On this night, the lights are set out in the sky lamps and as offerings at the base of a tulasi plant and in the form of diyas, which are placed in front of the doorways of homes. This light is an offering to Yama, the god of death, to avert untimely death during the time of the Diwali festival. This day is a celebration aimed at increasing wealth and prosperity. Dhanteras engages themes of cleansing, renewal, and the securing of auspiciousness as embodied by Lakshmi.

In the villages, cattle are adorned and worshiped by farmers as their main source of income.

===Within India===

In South India (especially Tamil Nadu), Brahmin women make marundu (which translates as 'medicine') on Dhanatrayodashi, the eve of Naraka Chaturdashi. The marundu is offered during the prayer and eaten early on Naraka Chaturdashi before sunrise. Many families hand over the recipes of the medicine to their daughters and daughters-in-law. The marundu is consumed to eliminate the imbalance of tridoshas in the body.

Usually, Gujarati families will enjoy a meal of daal baath and malpua to ring in the new year.

==Significance==
According to a popular legend, when the devas and asuras performed the Samudra Manthana (churning of the ocean) for amrita (the divine nectar of immortality), Dhanvantari (the physician of the Gods and an incarnation of Vishnu) emerged carrying a jar of the elixir on the day 13th of Dhanteras.

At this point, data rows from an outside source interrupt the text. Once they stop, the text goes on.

PR #916, opened 2023-09-01
soroban-rpc: get expiration ledger sequence at source

tsachiherman:
### What

The current implementation is making multiple requests between the rust and go code when fetching the ledger entries and their corresponding ledger expiration entries.

This PR merge them both, as well as return the expired ledger sequence to the getLedgerEntries endpoint.

Note that this PR is based on https://github.com/stellar/soroban-tools/pull/913/files


2opremio:
I don't know why the comments disappeared but ... in a nutshell: I don't think it makes sense to implement this without hiding the expiration ledger entries from the end user. Otherwise it's redundant.

In addition as it is today, the user can request expiration entries. The hashing can be provided by a library.

Finally, as a UX improvement and library optimization, this isn't in the critical line for the testnet release. Let's please park it and focus on testing until then.

2opremio (changes requested):
As per my comments above, I don't think we should allow accessing raw Expiration ledger entries and providing the expiration in a separate way. I would go one way or the other.

tsachiherman:
per @2opremio 's request, I've restricted the getledgerentries endpoint to block any request for expiration ledger entries.

cmd/soroban-rpc/internal/db/ledgerentry.go
```diff
@@ -23,8 +24,9 @@ type LedgerEntryReader interface {
 }
 
 type LedgerKeyAndEntry struct {
-	Key   xdr.LedgerKey
-	Entry xdr.LedgerEntry
+	Key                 xdr.LedgerKey
+	Entry               xdr.LedgerEntry
+	ExpirationLedgerSeq *uint32 // optional expiration ledger seq, whne applicable.
```
willemneal, line 29:
```suggestion
	ExpirationLedgerSeq *uint32 // optional expiration ledger seq, when applicable.
```

cmd/soroban-rpc/internal/methods/get_ledger_entries.go
```diff
@@ -64,6 +66,14 @@ func NewGetLedgerEntriesHandler(logger *log.Entry, ledgerEntryReader db.LedgerEn
 					Message: fmt.Sprintf("cannot unmarshal key value %s at index %d", requestKey, i),
 				}
 			}
+			if ledgerKey.Type == xdr.LedgerEntryTypeExpiration {
```
sreuland, line 69: is there a test case to assert this error outcome for request of expiration entry key, it looks like `simulate_transaction_test.go` hits getLedgerEntry/Entries and verifies ExpirationLedger values, but didn't see attempts at this path.

tsachiherman: Ahh.. you're asking if there is a unit test that verifies that expiration ledger keys cannot be requested. Hmm.. no.
We had few such tests that were "fixed" to avoid the error, but I wasn't considering that we should keep these as false positive tests.
I'll add one of these back, just for ensuring complete coverage.

cmd/soroban-rpc/internal/preflight/preflight.go
```diff
@@ -46,7 +46,8 @@ func SnapshotSourceGet(handle C.uintptr_t, cLedgerKey C.xdr_t) C.xdr_t {
 	if err := xdr.SafeUnmarshal(ledgerKeyXDR, &ledgerKey); err != nil {
 		panic(err)
 	}
-	present, entry, err := db.GetLedgerEntry(h.readTx, ledgerKey)
+	// TODO : the expiration sequence here is being ignored for now; it should be passed downstream.
```
sreuland, line 49: if this is out of scope for https://github.com/stellar/soroban-tools/issues/1010, should a new ticket be created to capture this gap of downstream use case of LE expiration seq for tracking and also to reference here, i.e. it can help remove the TODO later?

tsachiherman: yes, I think that it makes sense to create another ticket. As is, it's unblocking the js/cli, so it should good to go.
This comments only suggest that the simulateTransaction performance could improve further here.

tsachiherman: created issue : https://github.com/stellar/soroban-tools/issues/1025

cmd/soroban-rpc/internal/test/cli_test.go
```diff
@@ -211,13 +213,40 @@ func TestCLIRestore(t *testing.T) {
...
+	ledgerExpirationEntryB64, err := xdr.MarshalBase64(ledgerExpirationEntry)
+	require.NoError(t, err)
+	var getLedgerEntryResult methods.GetLedgerEntryResponse
+	err = client.CallResult(context.Background(), "getLedgerEntry", methods.GetLedgerEntryRequest{
+		Key: ledgerExpirationEntryB64,
+	}, &getLedgerEntryResult)
+	require.Error(t, err)
+	require.Contains(t, err.Error(), methods.ErrLedgerExpirationEntriesCannotBeQueriedDirectly)
+
+	// repeat with getLedgerEntries
```
sreuland, line 231: is this verification of rpc `getLedgerEntry/Entries` to check `ErrLedgerExpirationEntriesCannotBeQueriedDirectly`  related to the cli restore test, it's fine here, just seems like it is a separate test appended to the end, noticed there is also a get_ledger_entries_test.go, maybe this could be a test in there.

I was looking to see if the nil case of LedgerEntryResult.ExpirationLedger is validated, i.e. if you request an Account's LedgerEntry, the go response should have LedgerEntryResult.ExpirationLedger=nil and the json response should not have `expirationLedgerSeq ` present, correct?

sreuland (approved):
looks good, I'm light on rust side, on rpc side, left one other comment for consideration related to test coverage of expirationLedgerSeq=nil, such as when getLedgerEntries on a non-expirable LE like Account.

willemneal (approved):

cmd/soroban-rpc/internal/test/cli_test.go
tsachiherman: That's correct for today. It might change in the future, and completely depends on the txmeta.

I'm not sure how to (easily) cover programmatically all the ledger entry types.

tsachiherman:
I'm going to merge this for now, but open to additional unit testing ideas.

2opremio:
@tsachiherman did you modify the docs to include the API changes?

tsachiherman:
> @tsachiherman did you modify the docs to include the API changes?

not yet. I will follow up on that. I wanted to prioritize merging this one in so it won't block the js clients.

The legend is described in detail in the Vishnu Purana, specifically in shlokas 31-108 of the 9th Adhyaya in the first Ama.

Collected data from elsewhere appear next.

PR #922, opened 2023-09-04
soroban-rpc: preflight: remove key sizes from read_bytes computation

2opremio:
Core stopped including including them

Followup from https://github.com/stellar/soroban-tools/pull/913#discussion_r1313608612

### DIFF
--- a/cmd/soroban-rpc/lib/preflight/src/fees.rs
+++ b/cmd/soroban-rpc/lib/preflight/src/fees.rs
@@ -23,9 +23,9 @@ use state_expiration::{get_restored_ledger_sequence, ExpirableLedgerEntry};
 use std::cmp::max;
 use std::convert::{TryFrom, TryInto};
 
-/// Estimate for any `ExpirationEntry` ledger entry, consisting of a 32-byte
-/// hash of the corresponding entry and 4 bytes for expiration ledger.
-const EXPIRATION_ENTRY_SIZE: u32 = 32 + 4;
+// TODO: this should be imported from soroban_env_host::fees instead
+/// Serialize XDR size for any `ExpirationEntry` ledger entry.
+const EXPIRATION_ENTRY_SIZE: u32 = 48;
 
 pub(crate) fn compute_host_function_transaction_data_and_min_fee(
     op: &InvokeHostFunctionOp,
--- a/cmd/soroban-rpc/lib/preflight/src/fees.rs
+++ b/cmd/soroban-rpc/lib/preflight/src/fees.rs
@@ -37,10 +37,8 @@ pub(crate) fn compute_host_function_transaction_data_and_min_fee(
     bucket_list_size: u64,
     current_ledger_seq: u32,
 ) -> Result<(SorobanTransactionData, i64)> {
-    // TODO: is this OK?
-    let init_expiration_entries = ExpirationEntryMap::new();
     let ledger_changes =
-        get_ledger_changes(budget, post_storage, pre_storage, init_expiration_entries)?;
+        get_ledger_changes(budget, post_storage, pre_storage, ExpirationEntryMap::new())?;
     let soroban_resources =
         calculate_host_function_soroban_resources(&ledger_changes, &post_storage.footprint, budget)
             .context("cannot compute host function resources")?;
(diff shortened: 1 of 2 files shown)


tsachiherman (approved):

2opremio:
This has unveiled yet another `ResourceLimitExceeded` error when running the `BumpFootprint` operation. The test fails at https://github.com/2opremio/soroban-cli/blob/remove-keys-from-fee-estimation/cmd/soroban-rpc/internal/test/simulate_transaction_test.go#L748

envelope: `AAAAAgAAAABzdv3ojkzWHMD7KUoXhrPx0GH18vHKV0ZfqpMiEblG1gAAZqAAAAAAAAAABAAAAAEAAAAAAAAAAAAAAAAAAAAAAAAAAAAAAAEAAAAAAAAAGQAAAAAAAAAUAAAAAQAAAAAAAAABAAAABgAAAAFnrAIfzK644FciM7c4L1q7oxCN5UdDC/Y0lL2onFdNaAAAAA8AAAAHQ09VTlRFUgAAAAABAAAAAAAAAAAAAAB0AAAAAAAAAAAAAE5FAAAAARG5RtYAAABAGAKEmnKibE8ikaCWwDf34EbFh3OeWSWc4gnsF0RY8B8+xLuOsB/EgHjf1Ns1/r0WssqDrf3P8zO2H3V9k/8pAA==`

The soroban transaction data is the following. My guess is that we are not accounting for the written expiration entries. I will try to fix that. 
Screenshot 2023-09-04 at 19 01 00

2opremio:
Unfortunately, adding the write bytes didn't make the test pass. Here is the new soroban transaction data:

Screenshot 2023-09-04 at 19 15 48

2opremio:
Now, thinking about it, the write_bytes couldn't be the problem since they were already 0 before this PR.

2opremio:
If you set `read_bytes` to `128` the test passes but it fails if set to `127` so we are missing `128 - 116 = 12` bytes which I am not sure how to account for.

2opremio:
The serialized length of an expiration ledger entry is 48, and not 36. This explains the missing 12 bytes :S 

I noticed that `fees.rs` in `rs-soroban-env` also gets it wrong (@sisuresh I guess you copy-pased it from there) so it should be corrected.

2opremio:
To be more specific. This prints 48:

```
	entry2 := xdr.LedgerEntry{
		LastModifiedLedgerSeq: 4,
		Data: xdr.LedgerEntryData{
			Type: xdr.LedgerEntryTypeExpiration,
			Expiration: &xdr.ExpirationEntry{
				KeyHash:             xdr.Hash{},
				ExpirationLedgerSeq: 0,
			},
		},
		Ext: xdr.LedgerEntryExt{},
	}
	bin, err := entry.MarshalBinary()
	assert.NoError(t, err)
	fmt.Println(len(bin))
```

cmd/soroban-rpc/lib/preflight/src/fees.rs
```diff
@@ -23,9 +23,9 @@ use state_expiration::{get_restored_ledger_sequence, ExpirableLedgerEntry};
 use std::cmp::max;
 use std::convert::{TryFrom, TryInto};
 
-/// Estimate for any `ExpirationEntry` ledger entry, consisting of a 32-byte
-/// hash of the corresponding entry and 4 bytes for expiration ledger.
-const EXPIRATION_ENTRY_SIZE: u32 = 32 + 4;
+// TODO: this should be imported from soroban_env_host::fees instead
+/// Serialize XDR size for any `ExpirationEntry` ledger entry.
+const EXPIRATION_ENTRY_SIZE: u32 = 48;
```
tsachiherman, line 28: It would be nice to have a unit test that validate that magic number - but not a blocker.

tsachiherman (approved):

cmd/soroban-rpc/lib/preflight/src/fees.rs
2opremio: That should be in the upstream library, no here (check the TODO)

2opremio: I added a test at https://github.com/stellar/rs-soroban-env/pull/1034

2opremio:
This is ready to merge, but let's not do it until @sisuresh / @dmkozh confirm  that the `EXPIRATION_ENTRY_SIZE` fix is correct.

The festival of Dhanteras is celebrated on the 13th day (Trayodashi) of the Krishna Paksha (waning moon) in the Kartika month, marking the day when these treasures appeared. This celebration honors the divine gifts and the restoration of cosmic balance and prosperity.

==Legends==
A legend ascribes the occasion to the story of the 16-year-old son of King Hima. His horoscope predicted his death by a snakebite on the fourth day of his marriage. On that particular day, his newlywed wife did not allow him to sleep. She laid out all her ornaments and many gold and silver coins in a heap at the entrance of the bedchamber and lit many lamps. Then she narrated stories and sang songs to keep her husband from falling asleep; the next day, when Yama, the god of death, arrived at the prince's doorstep in the guise of a serpent, his eyes were dazzled and blinded by the brilliance of the lamps and the jewelry. Yama could not enter the prince's chamber, and so he climbed on top of the heap of gold coins and sat there the entire night listening to the stories and songs. In the morning, he silently went away. Thus, the young prince was saved from the clutches of death by the cleverness of his new bride, and the day came to be celebrated as Dhanteras.

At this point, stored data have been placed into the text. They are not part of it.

Issue #920, opened 2023-09-01
soroban-cli: should return non-zero exit code when can't find data


leighmcculloch:
### What version are you using?

- stellar/soroban-tools@b1519a4d90502ce3155960541b2a98c88f3dd043 (rpc and cli)
- stellar/stellar-core@22b9bb38416e5ce058eb9c1fadfdd414a4661833
- stellar/rs-soroban-env@eb5a9ba053a7b64a8eff605db625525378f7bea0

### What did you do?

```console
❯ soroban contract read --network local --source me --id CAW7SH5JG45U6YLCFB6YD2KVSOZQHMNEJQPN6KDZOCGSXWR72ZIFBBMP --key abc
```

### What did you expect to see?

An error because no contract data or ledger entry is stored with that key.

### What did you see instead?

Nothing. No output.

### Discussion

It's difficult to compose tools that don't exit with a non-zero code in failure cases.

From a UX point-of-view the user can be left feeling uneasy when a tool returns or outputs nothing.
```[tasklist]
### Tasks
- [ ] https://github.com/stellar/soroban-tools/pull/923
- [ ] https://github.com/stellar/soroban-tools/pull/924
```

willemneal:
The exit code issue is also noted here: https://github.com/stellar/soroban-tools/issues/774 

Currently in the main.rs when doing a `run` it catches the error and prints it, but doesn't exit with a non-zero code. So this seems like two issues. I agree that there should be a proper error, but I think we should also exit with a non-zero so that scripts and other programs invoking the CLI will know there has been an error.

tsachiherman:
I agree with @willemneal here. The fact that the empty group isn't being reported as an error in this particular case is an issue - but not the *same* issue not setting the exit code to 1. Let's tackle these separately ?

PR #924, opened 2023-09-04
soroban-cli: return an error once `contract read` is unable to read any entry.

tsachiherman:
### What

return an error once `contract read` is unable to read any entry.

### Why

https://github.com/stellar/soroban-tools/issues/920

### Known limitations

n/a


cmd/soroban-cli/src/commands/contract/read.rs
```diff
@@ -94,6 +94,8 @@ pub enum Error {
     // TODO: the Display impl of host errors is pretty user-unfriendly
     //       (it just calls Debug). I think we can do better than that
     Host(#[from] HostError),
+    #[error("no ledger key was found for given contract")]
```
leighmcculloch, line 97: "no ledger key" is a little confusing because a developer will have provided a contract data key, and the error sounds like the user has failed to provide one, when in fact no ledger entry can be found that matches the key.

An error that focuses on the fact that no data can be found matching the key would be clearer.

tsachiherman: Hmm. Yes, that's true. I'll update that tomorrow morning.

leighmcculloch (approved):

PR #2564, opened 2026-05-06
correct an old link to the deprecated soroban docs

ElliotFriend:
### What

An old link to the now defunct `soroban.stellar.org` documentation site remains in the workspace template's `Cargo.toml` file. This is seen when someone uses the `stellar contract init` command.

### Why

Current redirects still take users to the desired location on the correct page. However, in the interest of keeping documentation references as fresh as possible, this link should be corrected here.

### Known limitations

N/A


fnando (approved):
thanks, @ElliotFriend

This practice came to be known as yamadipadana as the women of the house light earthen lamps (dipas), kept burning throughout the night glorifying Yama. Thirteen diyas made of wheat flour are lit and placed facing the southern direction.

In Jainism, this day is celebrated as Dhanyateras instead of Dhanteras, which means the "auspicious day of thirteenth". It is said that on this day Mahavira was in the state of leaving everything in this world and meditating before Moksha, which made this day auspicious or dhanya.